▶ **ASSIGNMENT**
Leave out every line before the one containing "Bump proxy's nginx-ingress-controller image", and repeat the rest of the material below exactly, that line included.

▶ **DATA BLOCK**

PR #1482, opened 2019-11-14
Bump proxy's nginx-ingress-controller image

consideRatio:
I think it can make sense to update this for security reasons, but I'd need help reviewing the breaking changes and if they affect us.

▶ **SOLUTION TO THIS PROBLEM**
Bump proxy's nginx-ingress-controller image

consideRatio:
I think it can make sense to update this for security reasons, but I'd need help reviewing the breaking changes and if they affect us.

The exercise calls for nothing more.